PROVIDED ENTRIES:
%%

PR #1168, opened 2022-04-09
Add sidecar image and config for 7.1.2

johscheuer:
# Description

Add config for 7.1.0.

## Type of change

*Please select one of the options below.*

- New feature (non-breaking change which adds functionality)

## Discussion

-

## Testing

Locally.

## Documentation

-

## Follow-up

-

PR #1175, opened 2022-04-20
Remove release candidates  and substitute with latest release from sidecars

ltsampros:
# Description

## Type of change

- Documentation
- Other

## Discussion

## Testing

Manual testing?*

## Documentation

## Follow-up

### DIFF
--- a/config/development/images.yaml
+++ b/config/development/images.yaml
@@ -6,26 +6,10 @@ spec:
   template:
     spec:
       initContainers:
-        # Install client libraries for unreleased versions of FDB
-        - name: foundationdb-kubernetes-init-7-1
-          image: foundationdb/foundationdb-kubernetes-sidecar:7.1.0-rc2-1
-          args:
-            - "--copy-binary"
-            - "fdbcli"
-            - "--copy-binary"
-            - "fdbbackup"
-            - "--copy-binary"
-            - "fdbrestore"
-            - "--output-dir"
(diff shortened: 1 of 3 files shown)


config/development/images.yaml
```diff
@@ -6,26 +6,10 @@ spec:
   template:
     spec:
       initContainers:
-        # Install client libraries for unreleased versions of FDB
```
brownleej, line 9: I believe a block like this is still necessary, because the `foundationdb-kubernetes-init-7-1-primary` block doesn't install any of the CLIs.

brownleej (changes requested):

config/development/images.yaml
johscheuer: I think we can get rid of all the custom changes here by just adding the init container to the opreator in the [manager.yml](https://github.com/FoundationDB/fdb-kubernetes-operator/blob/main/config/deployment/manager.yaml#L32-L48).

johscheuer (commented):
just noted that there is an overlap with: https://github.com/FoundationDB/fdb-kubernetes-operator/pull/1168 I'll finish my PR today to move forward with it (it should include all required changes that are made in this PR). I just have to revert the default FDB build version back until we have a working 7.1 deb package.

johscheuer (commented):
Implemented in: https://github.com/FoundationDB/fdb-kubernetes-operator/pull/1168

%%

WHAT THIS TASK INVOLVES:
Your response must consist of every line above, reproduced exactly.

TASK SOLUTION:
PR #1168, opened 2022-04-09
Add sidecar image and config for 7.1.2

johscheuer:
# Description

Add config for 7.1.0.

## Type of change

*Please select one of the options below.*

- New feature (non-breaking change which adds functionality)

## Discussion

-

## Testing

Locally.

## Documentation

-

## Follow-up

-

PR #1175, opened 2022-04-20
Remove release candidates  and substitute with latest release from sidecars

ltsampros:
# Description

## Type of change

- Documentation
- Other

## Discussion

## Testing

Manual testing?*

## Documentation

## Follow-up

### DIFF
--- a/config/development/images.yaml
+++ b/config/development/images.yaml
@@ -6,26 +6,10 @@ spec:
   template:
     spec:
       initContainers:
-        # Install client libraries for unreleased versions of FDB
-        - name: foundationdb-kubernetes-init-7-1
-          image: foundationdb/foundationdb-kubernetes-sidecar:7.1.0-rc2-1
-          args:
-            - "--copy-binary"
-            - "fdbcli"
-            - "--copy-binary"
-            - "fdbbackup"
-            - "--copy-binary"
-            - "fdbrestore"
-            - "--output-dir"
(diff shortened: 1 of 3 files shown)


config/development/images.yaml
```diff
@@ -6,26 +6,10 @@ spec:
   template:
     spec:
       initContainers:
-        # Install client libraries for unreleased versions of FDB
```
brownleej, line 9: I believe a block like this is still necessary, because the `foundationdb-kubernetes-init-7-1-primary` block doesn't install any of the CLIs.

brownleej (changes requested):

config/development/images.yaml
johscheuer: I think we can get rid of all the custom changes here by just adding the init container to the opreator in the [manager.yml](https://github.com/FoundationDB/fdb-kubernetes-operator/blob/main/config/deployment/manager.yaml#L32-L48).

johscheuer (commented):
just noted that there is an overlap with: https://github.com/FoundationDB/fdb-kubernetes-operator/pull/1168 I'll finish my PR today to move forward with it (it should include all required changes that are made in this PR). I just have to revert the default FDB build version back until we have a working 7.1 deb package.

johscheuer (commented):
Implemented in: https://github.com/FoundationDB/fdb-kubernetes-operator/pull/1168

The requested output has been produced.